▸ Required work:
All of the records should be given again verbatim.

▸ Data provided:
PR #669, opened 2021-02-22
feat: load user-defined Rego rules for workload auto-import

ivanstanev:

### What this does

The Rego rules are loaded by snyk-monitor at the start of the application, the rules are verified, and finally they are transmitted to upstream.
We want the rules to be compiled and processed client-side but any choice whether workloads should be imported or deleted happens in the upstream.
Test coverage provided in system tests to ensure the policy is being transmitted first thing on start up of the application.

### Notes for the reviewer

Not updating the docs yet since the feature is not ready to be used (needs backend support).

### More information

- [Jira ticket RUN-1404](https://snyksec.atlassian.net/browse/RUN-1404)

### DIFF
--- a/package.json
+++ b/package.json
@@ -20,7 +20,7 @@
     "prepare": "npm run build",
     "build": "tsc",
     "dev": "tsc-watch --project tsconfig.json --onSuccess 'node --inspect .'",
-    "debug": "tsc-watch --project tsconfig.json --onSuccess 'node --inspect --debug-brk .'",
+    "debug": "tsc-watch --project tsconfig.json --onSuccess 'node --inspect-brk .'",
     "lint": "eslint \"src/**/*.ts\" && (cd test && eslint \"**/*.ts\")"
   },
   "author": "snyk.io",
--- a/src/common/policy.ts
+++ b/src/common/policy.ts
@@ -1,0 +1,31 @@
+import { existsSync, readFile } from 'fs';
+import { resolve as resolvePath } from 'path';
+import { promisify } from 'util';
+
+import { logger } from './logger';
+import { constructWorkloadAutoImportPolicy } from '../transmitter/payload';
+import { sendWorkloadAutoImportPolicy } from '../transmitter';
+import { config } from './config';
+
+const readFileAsync = promisify(readFile);
+
+export async function loadAndSendWorkloadAutoImportPolicy(): Promise<void> {
+  try {
+    /** This path is set in snyk-monitor during installation/deployment and is defined in the Helm chart. */
+    const userProvidedRegoPolicyPath = resolvePath(
+      config.IMAGE_STORAGE_ROOT,
+      'policies',
+      'workload-auto-import.rego',
+    );
+    if (!existsSync(userProvidedRegoPolicyPath)) {
+      logger.info({}, 'Rego policy file does not exist, skipping loading');
+      return;
+    }
+
+    const regoPolicy = await readFileAsync(userProvidedRegoPolicyPath, 'utf8');
+    const payload = constructWorkloadAutoImportPolicy(regoPolicy);
+    await sendWorkloadAutoImportPolicy(payload);
+  } catch (err) {
+    logger.error({ err }, 'Unexpected error occurred while loading workload auto-import policy');
+  }
+}
--- a/src/transmitter/index.ts
+++ b/src/transmitter/index.ts
@@ -10,6 +10,7 @@ import {
   IRequestError,
   ScanResultsPayload,
   IDependencyGraphPayload,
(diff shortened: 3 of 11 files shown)


package.json
```diff
@@ -19,7 +19,7 @@
     "start": "bin/start",
     "prepare": "npm run build",
     "build": "tsc",
-    "dev": "tsc-watch --project tsconfig.json --onSuccess 'node --inspect .'",
+    "dev": "tsc-watch --project tsconfig.json --onSuccess 'node --inspect-brk .'",
```
dkontorovskyy, line 22: `npm run dev` should be for running project, not waiting for brk point. 
`npm run debug` makes for sense for that 
IMHO

src/common/policy.ts
```diff
@@ -0,0 +1,36 @@
+import { existsSync } from 'fs';
```
dkontorovskyy, line 1: Double fs import can be shortend on lines 1 and 3 :)

src/common/policy.ts
```diff
@@ -0,0 +1,36 @@
...
+
+export async function loadAndSendWorkloadAutoImportPolicy(): Promise<void> {
+  try {
+    /** This path is set in snyk-monitor during installation/deployment and is defined in the Helm chart. */
+    const userProvidedRegoPolicyPath = resolvePath(
+      config.IMAGE_STORAGE_ROOT,
+      'policies',
+      'workload-auto-import.rego',
+    );
+    if (!existsSync(userProvidedRegoPolicyPath)) {
```
dkontorovskyy, line 21: you can also use async exists for non-blocking purposes?

src/common/policy.ts
```diff
@@ -0,0 +1,36 @@
...
+      logger.info({}, 'Rego policy file does not exist, skipping loading');
+      return;
+    }
+
+    const regoPolicy = await readFileAsync(userProvidedRegoPolicyPath, 'utf8');
+    const payload = constructWorkloadAutoImportPolicy(regoPolicy);
+    try {
```
dkontorovskyy, line 28: I would recommend not doing nested `try` as it's harder to handle errors and also taking a lot of resources from process

src/transmitter/index.ts
```diff
@@ -69,6 +70,30 @@ export async function sendWorkloadMetadata(payload: IWorkloadMetadataPayload): P
...
+  try {
+    logger.info(
+      { userLocator: payload.userLocator, cluster: payload.cluster, agentId: payload.agentId },
+      'attempting to send workload auto-import policy',
+    );
+
+    const { response, attempt } = await retryRequest('post', `${upstreamUrl}/api/v1/policy`, payload);
+    if (!isSuccessStatusCode(response.statusCode)) {
+      throw new Error(`${response.statusCode} ${response.statusMessage}`);
+    } else {
```
dkontorovskyy, line 83: no need in `else` it won't continue this path after throwing error

package.json
ivanstanev: Committed by accident while testing locally, but indeed useful as `debug`

src/common/policy.ts
ivanstanev: Good spot

src/transmitter/index.ts
```diff
@@ -69,6 +70,30 @@ export async function sendWorkloadMetadata(payload: IWorkloadMetadataPayload): P
...
 }
 
+export async function sendWorkloadAutoImportPolicy(payload: WorkloadAutoImportPolicyPayload): Promise<void> {
+  try {
+    logger.info(
+      { userLocator: payload.userLocator, cluster: payload.cluster, agentId: payload.agentId },
+      'attempting to send workload auto-import policy',
+    );
+
+    const { response, attempt } = await retryRequest('post', `${upstreamUrl}/api/v1/policy`, payload);
```
jmickey, line 80: Do we want to wait for #664 to be merged before we merge this one, and we can use the queue? Or do we want to skip the queue for this payload?

dkontorovskyy: Another things, does homebase has `/api/v1/policy` route? Or this PR is actually blocked until we add `/api/v1/policy` into homebase?

src/common/policy.ts
jmickey: I though async exists was deprecated?

src/transmitter/index.ts
ivanstanev: Doesn't exist yet but doesn't have to be blocking since it will print an error that it can't send the policy only once on deployment (assuming we can tolerate that until the Homebase endpoint is added)

dkontorovskyy (approved):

▸ Your solution:
PR #669, opened 2021-02-22
feat: load user-defined Rego rules for workload auto-import

ivanstanev:

### What this does

The Rego rules are loaded by snyk-monitor at the start of the application, the rules are verified, and finally they are transmitted to upstream.
We want the rules to be compiled and processed client-side but any choice whether workloads should be imported or deleted happens in the upstream.
Test coverage provided in system tests to ensure the policy is being transmitted first thing on start up of the application.

### Notes for the reviewer

Not updating the docs yet since the feature is not ready to be used (needs backend support).

### More information

- [Jira ticket RUN-1404](https://snyksec.atlassian.net/browse/RUN-1404)

### DIFF
--- a/package.json
+++ b/package.json
@@ -20,7 +20,7 @@
     "prepare": "npm run build",
     "build": "tsc",
     "dev": "tsc-watch --project tsconfig.json --onSuccess 'node --inspect .'",
-    "debug": "tsc-watch --project tsconfig.json --onSuccess 'node --inspect --debug-brk .'",
+    "debug": "tsc-watch --project tsconfig.json --onSuccess 'node --inspect-brk .'",
     "lint": "eslint \"src/**/*.ts\" && (cd test && eslint \"**/*.ts\")"
   },
   "author": "snyk.io",
--- a/src/common/policy.ts
+++ b/src/common/policy.ts
@@ -1,0 +1,31 @@
+import { existsSync, readFile } from 'fs';
+import { resolve as resolvePath } from 'path';
+import { promisify } from 'util';
+
+import { logger } from './logger';
+import { constructWorkloadAutoImportPolicy } from '../transmitter/payload';
+import { sendWorkloadAutoImportPolicy } from '../transmitter';
+import { config } from './config';
+
+const readFileAsync = promisify(readFile);
+
+export async function loadAndSendWorkloadAutoImportPolicy(): Promise<void> {
+  try {
+    /** This path is set in snyk-monitor during installation/deployment and is defined in the Helm chart. */
+    const userProvidedRegoPolicyPath = resolvePath(
+      config.IMAGE_STORAGE_ROOT,
+      'policies',
+      'workload-auto-import.rego',
+    );
+    if (!existsSync(userProvidedRegoPolicyPath)) {
+      logger.info({}, 'Rego policy file does not exist, skipping loading');
+      return;
+    }
+
+    const regoPolicy = await readFileAsync(userProvidedRegoPolicyPath, 'utf8');
+    const payload = constructWorkloadAutoImportPolicy(regoPolicy);
+    await sendWorkloadAutoImportPolicy(payload);
+  } catch (err) {
+    logger.error({ err }, 'Unexpected error occurred while loading workload auto-import policy');
+  }
+}
--- a/src/transmitter/index.ts
+++ b/src/transmitter/index.ts
@@ -10,6 +10,7 @@ import {
   IRequestError,
   ScanResultsPayload,
   IDependencyGraphPayload,
(diff shortened: 3 of 11 files shown)


package.json
```diff
@@ -19,7 +19,7 @@
     "start": "bin/start",
     "prepare": "npm run build",
     "build": "tsc",
-    "dev": "tsc-watch --project tsconfig.json --onSuccess 'node --inspect .'",
+    "dev": "tsc-watch --project tsconfig.json --onSuccess 'node --inspect-brk .'",
```
dkontorovskyy, line 22: `npm run dev` should be for running project, not waiting for brk point. 
`npm run debug` makes for sense for that 
IMHO

src/common/policy.ts
```diff
@@ -0,0 +1,36 @@
+import { existsSync } from 'fs';
```
dkontorovskyy, line 1: Double fs import can be shortend on lines 1 and 3 :)

src/common/policy.ts
```diff
@@ -0,0 +1,36 @@
...
+
+export async function loadAndSendWorkloadAutoImportPolicy(): Promise<void> {
+  try {
+    /** This path is set in snyk-monitor during installation/deployment and is defined in the Helm chart. */
+    const userProvidedRegoPolicyPath = resolvePath(
+      config.IMAGE_STORAGE_ROOT,
+      'policies',
+      'workload-auto-import.rego',
+    );
+    if (!existsSync(userProvidedRegoPolicyPath)) {
```
dkontorovskyy, line 21: you can also use async exists for non-blocking purposes?

src/common/policy.ts
```diff
@@ -0,0 +1,36 @@
...
+      logger.info({}, 'Rego policy file does not exist, skipping loading');
+      return;
+    }
+
+    const regoPolicy = await readFileAsync(userProvidedRegoPolicyPath, 'utf8');
+    const payload = constructWorkloadAutoImportPolicy(regoPolicy);
+    try {
```
dkontorovskyy, line 28: I would recommend not doing nested `try` as it's harder to handle errors and also taking a lot of resources from process

src/transmitter/index.ts
```diff
@@ -69,6 +70,30 @@ export async function sendWorkloadMetadata(payload: IWorkloadMetadataPayload): P
...
+  try {
+    logger.info(
+      { userLocator: payload.userLocator, cluster: payload.cluster, agentId: payload.agentId },
+      'attempting to send workload auto-import policy',
+    );
+
+    const { response, attempt } = await retryRequest('post', `${upstreamUrl}/api/v1/policy`, payload);
+    if (!isSuccessStatusCode(response.statusCode)) {
+      throw new Error(`${response.statusCode} ${response.statusMessage}`);
+    } else {
```
dkontorovskyy, line 83: no need in `else` it won't continue this path after throwing error

package.json
ivanstanev: Committed by accident while testing locally, but indeed useful as `debug`

src/common/policy.ts
ivanstanev: Good spot

src/transmitter/index.ts
```diff
@@ -69,6 +70,30 @@ export async function sendWorkloadMetadata(payload: IWorkloadMetadataPayload): P
...
 }
 
+export async function sendWorkloadAutoImportPolicy(payload: WorkloadAutoImportPolicyPayload): Promise<void> {
+  try {
+    logger.info(
+      { userLocator: payload.userLocator, cluster: payload.cluster, agentId: payload.agentId },
+      'attempting to send workload auto-import policy',
+    );
+
+    const { response, attempt } = await retryRequest('post', `${upstreamUrl}/api/v1/policy`, payload);
```
jmickey, line 80: Do we want to wait for #664 to be merged before we merge this one, and we can use the queue? Or do we want to skip the queue for this payload?

dkontorovskyy: Another things, does homebase has `/api/v1/policy` route? Or this PR is actually blocked until we add `/api/v1/policy` into homebase?

src/common/policy.ts
jmickey: I though async exists was deprecated?

src/transmitter/index.ts
ivanstanev: Doesn't exist yet but doesn't have to be blocking since it will print an error that it can't send the policy only once on deployment (assuming we can tolerate that until the Homebase endpoint is added)

dkontorovskyy (approved):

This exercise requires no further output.